Below are records; transcribe only the line with "- Add: TestWrite.test_missing_entries()" and those after it, through the last line, without any change.

• **The input**:
● ● ● ●

PR #533, opened 2024-05-20
`TestWrite.test_missing_entries()`

joeflack4:
## Changes
- Add: TestWrite.test_missing_entries()


tests/test_writers.py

● ● ● ●

• **Response to this exercise**:
- Add: TestWrite.test_missing_entries()


tests/test_writers.py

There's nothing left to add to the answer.